実はそこから上はなかなか難しい領域が横たわっていて、典型的には Wolfram|Alpha や Bing が挑戦しようとしている「情報抽出」(ある商品の型番がいくつで価格がいくらで評価がよいとか悪いとかいうのを見せたい)という領域は、自然言語処理的にはかなり上のレイヤーになっていて、下のレイヤーのどこかで解析を間違えると誤りが上に伝播してしまってほとんど使い物にならない、といったことが往々にしてある。(だから研究論文を書くときは下のレイヤーまでは人手でつけた正解を使ったりする。下のレイヤーまで含めて全部自動解析した結果を用いると「いちばん数が多い誤りは形態素解析の誤りによるものである」ばかりになったりするので……) 日本語の構文解析(係り受け解析)は精度9割と言われているが、これは文節間の「かかる・かからない」関係の精度が9割であり、1文には普通何文節も含まれているので、どこか1箇所間違えたら間違いだとカウントすると、文正解率は5割程度というのが現状であり、これは日本語だから特別難しいということではなく、どの言語を取っても大体こんなもののようだ。

すると、自然言語処理を使ったアプリケーションを作りたい人は、形態素解析だけを使うのでなければ、ほとんどの場合精度5割でしか正しい結果を返してくれないツールの上にアプリケーションを作らなければならない、ということになる。
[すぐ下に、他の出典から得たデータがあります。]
PR #3404, opened 2026-01-12
Allow comments in PEM

cpq:
Our TLS code checks for '-' as the first character to check if the cert / key is PEM or DER.
However PEM allows for arbitrary comments before the ------ BEGIN sections,
which makes our code to falsely assume that the cert is DER:

```c
               : s.buf[0] == '-'
                   ? PEM_read_bio_X509(bio, NULL, NULL, NULL)  // PEM
                   : d2i_X509_bio(bio, NULL);                  // DER
```

Instread, reverse the checks and tests for DER first, which has its first byte always '0'.

### DIFF
--- a/src/tls.h
+++ b/src/tls.h
@@ -34,7 +34,7 @@ void mg_tls_handshake(struct mg_connection *);
 // Private
 void mg_tls_ctx_init(struct mg_mgr *);
 void mg_tls_ctx_free(struct mg_mgr *);
-#define MG_IS_DER(buf) ((uint8_t) (buf)[0] == 0x30)  // DER begins with 0x30
+#define MG_IS_DER(buf) (((uint8_t *) (buf))[0] == 0x30)  // DER begins with 0x30
 
 // Low-level IO primives used by TLS layer
 enum { MG_IO_ERR = -1, MG_IO_WAIT = -2, MG_IO_RESET = -3 };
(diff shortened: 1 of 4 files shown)


src/tls.h
```diff
@@ -34,6 +34,7 @@ void mg_tls_handshake(struct mg_connection *);
 // Private
 void mg_tls_ctx_init(struct mg_mgr *);
 void mg_tls_ctx_free(struct mg_mgr *);
+#define MG_IS_DER(buf) ((uint8_t) (buf)[0] == 0x30)  // DER begins with 0x30
```
scaprile:
```
In file included from mongoose.c:20:
src/tls_mbed.c: In function ‘mg_load_cert’:
mongoose.h:1885:40: error: subscripted value is neither array nor pointer nor vector
 1885 | #define MG_IS_DER(buf) ((uint8_t) (buf)[0] == 0x30)  // DER begins with 0x30
      |                                        ^
src/tls_mbed.c:36:8: note: in expansion of macro ‘MG_IS_DER’
```

cpq:
Your updates look great Sergio!
Please merge if you're ok with the PR.

scaprile:
> Please merge if you're ok with the PR.

There are some test failures I'll check other day, more likely are not related; builds OK

PR #3424, opened 2026-01-28
Read out all pending TLS data

cpq:


scaprile:
Former approach was:

```
mg_tls_recv
    mg_tls_recv_record
        loop
            do we have a full record ?
                NO: return WAIT
            is it a known record ?
                NO: return ERROR
            is it an APP record ?
                NO: read it and drop it, loop
                YES: exit loop
        handle APP record
    do we have an APP record to process ?
        NO: return WAIT
    is it TLS_APP_DATA ?
        NO: drop it, return WAIT
    do we have a buffer to store data ?
        NO: it will be created after this call, now we know there is data; return 0
    move data, return data length
```

Problem: When the server sends more than 1 record (several non-data records and a data record) in the same segment and immediately closes the connection, we have an IO_ERROR condition from the socket and a WAIT condition from TLS, even though there is data in the TLS buffer (our TLS processes the non-data APP record and returns IOWAIT, leaving the data APP record for next poll. This is a closure indication, so we close (and there is no next poll, except in tls_builtin that waits for FIN timeout)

Wolfram|Alpha や Bing がすごい(特に Wolfram|Alpha)のは、恐らく使っている自然言語処理の要素技術は他と変わらないはずなのに、あれだけ正しそうに見える結果を返してくれるところである。

誤解のないように一言補足しておくと、彼らも自然言語処理技術だけでやっているわけではなく、たとえば HTML (XML) のタグの構造を使ったり、Wikipedia から知識を抽出したり(Microsoft だったら検索ログの情報を使ったり)、ああいう「検索」エンジンを作るには自然言語以外の情報源も使って高精度・高カバー率で解析を行う必要があるし、実際そうしているだろう。ブログがこれだけ使われるようになったりしているので、自動解析の精度は低いながら、超大規模のウェブデータから大量の知識を獲得してカバー率を上げ、それ以外は信頼のおけるソースから精度高く情報を抽出して補う、といった感じ。確かに自然言語処理の技術も基礎技術として使われているのだが、それだけではとても追い着かない。
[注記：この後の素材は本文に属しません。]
PR #3431, opened 2026-02-05
fix RA6M4

scaprile:
The RA6 driver had an incorrect internal setting, so it was causing the phy code to catch the NXP settings.
NXP boards have the same PHY chip, but their MAC clocks the PHY at 50MHz
The EK-RA6M4 board has a 25MHz crystal and the PHY clocks the MAC.
The EK-RA8M1 board has a different PHY, and who clocks who is ambiguous, both PHY and MAC have an external clock. As the PHY does not require special settings, this change should be safe.

Please test:
EK-RA6M4
EK-RA8M1 (just in case)

Please remember to update Wizard code once this PR is merged.

### DIFF
--- a/mongoose.c
+++ b/mongoose.c
@@ -24735,7 +24735,7 @@ bool __attribute__((weak)) mg_wifi_ap_stop(void) {
 
 
 enum {                  // ID1  ID2
-  MG_PHY_KSZ8x = 0x22,  // 0022 1561 - KSZ8081RNB
+  MG_PHY_KSZ8x = 0x22,  // 0022 156x - KSZ8081RNB, KSZ8091RNB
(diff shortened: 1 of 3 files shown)


scaprile:
> (though it appears the MAC clocks the PHY in the schematic)

To me, who clocks who is ambiguous, both PHY and MAC have an external clock. I don't see a REFCLK from the PHY going into the MAC, nor viceversa... If I had to take a side, as this is a PHY setting, probably I would agree with you. Hopefully we're not setting clocks on this PHY, and that is consistent with the generic PHY clocks MAC setting. Should've been a different MAC, maybe we'd need to introduce the config parameter into the driver data structure.
So far, it is simpler this way.

PR #3435, opened 2026-02-09
Improve mqtt props bound checks

robertc2000:


cpq:
LGTM

scaprile (approved):
Oh, yes.. damned copy-paste... I forgot to trim the check for when there was no more data after that.
Yes, zeroing the prop struct matches its documentation, you're right.

PR #3441, opened 2026-02-16
Update http-server to load certs from files

cpq:


cpq:
@scaprile the reason is that ss_server.pem contains both the cert and private key.
The private key is in the "BEGIN PRIVATE KEY" section
However our builtin TLS code expects "BEGIN EC PRIVATE KEY" section

The short answer - currently our builtin TLS code cannot parse ss_server.pem certs.
I suggest to handle that in a separate PR which fixes our parsing and converts this repo to ss_server.pem

scaprile:
Hmmm.... can we keep this example as a simple one and manage that new stuff on a separate example ? I mean, this is the main entry point for all examples, I think it should be easy and standard. We can have a cert_chain tutorial... WDYT @cpq ?
If you don't agree, just go ahead.

cpq:
Several examples for the http server is an overkill IMO
Why? Certs can be chained or not, it does not require a separate example

cpq:
OK, I'll merge this one and then make a separate PR to adopt for ss_* pem files.

PR #3449, opened 2026-02-24
Obtain IP adress for MDNS automatically

cpq:


cpq:
All your comments are valid.

But our current way just replaced the work on the customer's shoulders.
Noone wants to find their IP address in manually and inject that into the code in a weird way, through c->data.
That just does not feel right. Mongoose should do the job, not our user.

Of course, if there multiple interfaces, or no Google, or whatever - we could still have a fallback to manual setup.
But by default, Mongoose should just do it, and customer should not care.

To enable MDNS, they only need to setup the local name, and that's it.

So let's make that happen - I leave it in your capable hands!
Feel free to modify this PR the way you regard the best.

scaprile (approved):

scaprile:
> So let's make that happen - I leave it in your capable hands! Feel free to modify this PR the way you regard the best.

Addressing all my concerns, and yours:
- Address discovery is performed using the multicast address. This has no side effects and returns the proper address.
- The discovery function lies in sock.c, taking care of different TCP/IP stack differences and reusing what can be reused.
- c->loc is no longer used
- Should a different IP need to be used, an advanced example is provided, catching the request in an event handler and returning an ad hoc address. The mg_addr for that was already there, changed it to a pointer to detect mods to it.

PR #3454, opened 2026-02-26
C++ designated initializer fix

robertc2000:


robertc2000:
I thought about that one, but it would be dangerous in case we happen to make changes to the `mg_addr` struct. We would likely forget to update these two..

scaprile:
If we make changes, something will be out of place and initialization would fail. If we go with binary stuff, only length matters. 
I mean:
```c
static const struct mg_addr ip6_allrouters = {
    {0xFF, 0x02, 0, 0, 0, 0, 0, 0, 0, 0, 0, 0, 0, 0, 0, 0x02},
    0,  0,  true
};
```
I think my problem when writing this the first time was that the first element is a union. Don't remember. Too much stuff going on at the same time and my only neuron collapses...
The above is clear

scaprile:
Now I recall... something... that Diab compiler also has a problem when initializing unions, it is not even C89 at that.
Don't worry, now I know what the issue is I'll see what convinces me the most.

PR #1104, opened 2017-11-13
go-counting: fix typo in import

cmccandless:
There is no `gocounting` module; it should be `go_counting`


N-Parsons:
My only question is: how did this pass the tests with the wrong module name?

cmccandless:
@N-Parsons I was wondering that myself... I have no answer.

全部が全部機械的にやっているわけではなく、ある程度人手が入っているのかもしれないし、実際人手が入っているのだろうが、それでも検索エンジンの次の方向として可視化に力を入れるというのは正しいと思うし、そういう意味では研究のレベルでここ数年試行錯誤されてきたところが実用段階に来ているということなのかもしれない。こんなに速いサイクルで開発が研究に追い着かれると、研究している人たちは大変だろうなぁ、と思ったりもする(あまり他人事ではないが……)。逆に言うと、あえて研究と開発を分ける意味もあまりないだろうし……。
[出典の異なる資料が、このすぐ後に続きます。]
PR #1105, opened 2017-11-13
check-exercises.py: Enforce strict module naming

N-Parsons:
This PR simplifies the `check-exercises.py` script by enforcing strict module naming.

The previous version used a heuristic to determine the correct name for the example to be renamed to for the tests to run. This meant that:
* The test-suite could import an arbitrary module name as long as it didn't exist.
* If the script was run locally, it would fail to determine the module name if the name clashed with an installed module (eg. `markdown`).
* Incorrect module names were accepted by Travis-CI checks, and thus could be displayed to learners and prevent their tests from passing.

~~DO NOT MERGE THIS!!!~~
~~This PR is designed to test Travis-CI for a possible issue I noticed due to #1104.~~

### DIFF
--- a/test/check-exercises.py
+++ b/test/check-exercises.py
@@ -2,8 +2,6 @@
 from __future__ import print_function
 
 import os
-import ast
-import imp
 import glob
 import shutil
 import subprocess
@@ -22,7 +20,7 @@ def python_executable_name():
 def check_assignment(name, test_file):
     # Returns the exit code of the tests
     workdir = tempfile.mkdtemp(name)
-    example_name = modname_heuristic(test_file)
+    example_name = name.replace("-", "_")
     try:
         test_file_out = os.path.join(workdir, os.path.basename(test_file))
         if name in ALLOW_SKIP:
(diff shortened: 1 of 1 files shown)


N-Parsons:
@cmccandless, it looks like we might need to look into this issue a bit more? If the import is broken, it still passes the tests. If we then break the test cases though, the tests fail as we would expect. This raises the question, where is Travis-CI importing modules from? And, can we make it check that the import name is correct?

cmccandless:
Travis imports from a temporary file that contains the contents of the exercise's `example.py`. I suspect that at the time of implementing `check_exercises.py`, there were not strict rules about module naming. At this point, we could probably decide switch to converting the exercise directory name to snake_case to obtain the expected module name.

⁣


Corey McCandless​

N-Parsons:
I also found an issue running this script locally because I have the `markdown` package installed, and therefore the script finds the `markdown` module and thus fails to correctly rename `example.py`.

My solution, as you suggested, was to enforce strict naming for the modules, since this is what I would expect it to do anyway.

PR #1107, opened 2017-11-14
parallel-letter-frequency: Mark exercise as foregone

### LINKED ISSUE #1106: parallel-letter-frequency: Needs major rework
As @AtelesPaniscus raised in [#1099 (comment)](https://github.com/exercism/python/issues/1099#issuecomment-344240302) there are a number of issues with the current implementation of `parallel-letter-frequency`.

**These issues are:**
* It currently appears early in the `config.json`, meaning that in the current version of exercism.io, it's an early exercise.
* The current tests don't check for parallel execution, and it's therefore possible to pass all tests with non-parallel code, and several submitted solutions are doing this.

I feel that the last point could be resolved by adding a hint about the use of `multiprocessing` and then trusting the learner to implement it faithfully (the new mentorship model will also help here). I think that will only work though, if we move the exercise to near the end of the list, so that people are confident enough to do it properly.

Having looked at the current implementation more closely, I think that there is a further issue in that it isn't truly using parallel execution, since it is using `threading` rather than `multiprocessing`. ([An article discussing parallelisation](https://www.quantstart.com/articles/parallelising-python-with-threading-and-multiprocessing)) suggests that `threading` doesn't give simultaneous computation, but rather allows one thread to run while another is waiting for something (eg. I/O).

We do also have the option to forego an exercise if we don't think that it makes sense for this track.

I welcome opinions on how we proceed. My current suggestion would be to remove the exercise until we have resolved these issues and know what we want from this exercise.

N-Parsons:
Resolves #1106 by marking `parallel-letter-frequency` as foregone and removing the exercise directory.

I'm open to discussion on whether the directory and (incorrect) implementation should remain in the repo, but I have removed it because the current implementation is wrong (and not parallel) and so I feel that it holds no value to retain it.


N-Parsons:
I'm going to go ahead and merge this now, since there are issues with this exercise that could put learners off.

cg-cnu:
Thanks @N-Parsons  for removing it. Just working on it and the title and instructions are not clear and seems to be a bottleneck for many people to move forward.
I guess the numbers says it all

image

N-Parsons:
@cg-cnu, it was a fairly recent addition to the track (9 days ago), which is most of the reason why the numbers are so low. Hopefully people weren't too put off during that time - we'll be more careful in future with where in the config each exercise is being placed, although the upcoming revision to the way Exercism works should also stop this kind of thing from happening.

cg-cnu:
Hey @N-Parsons Sorry, its a misunderstanding. Didn't know that its a recent addition. You guys are doing awesome work ❤️  Thanks for your time 🙇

彼らがなにをどうしているのかは分からないが、情報の見せ方としてグラフや表で出したり推薦エンジンのような形で知りたそうな情報を見せてあげたりするのは、ある意味通常の検索エンジンの発展の方向性だと思う。人手によるデータの作成と機械的な抽出のいいとこどり(ちゃんとバランスを取る)をしていくのが現実的なところなのではないかな、と思う。これだけ大規模で多種多様なデータは人間では到底使い切れない(ウェブページはもう人間1人が読める分量を遙かに超えてしまった)ので、計算機にやらせるというのがとてもマッチしていると思う。計算機は黙っていても黙々と読んでくれるし、並列分散で読ませても問題ないし(人間だったら複数人が読んだら知識は共有されない)。やったらおもしろそうなことはいろいろあるので、学部生の人も自然言語処理とか機械学習とかデータマイニングを大学院から始めてみても楽しめるんじゃないかな?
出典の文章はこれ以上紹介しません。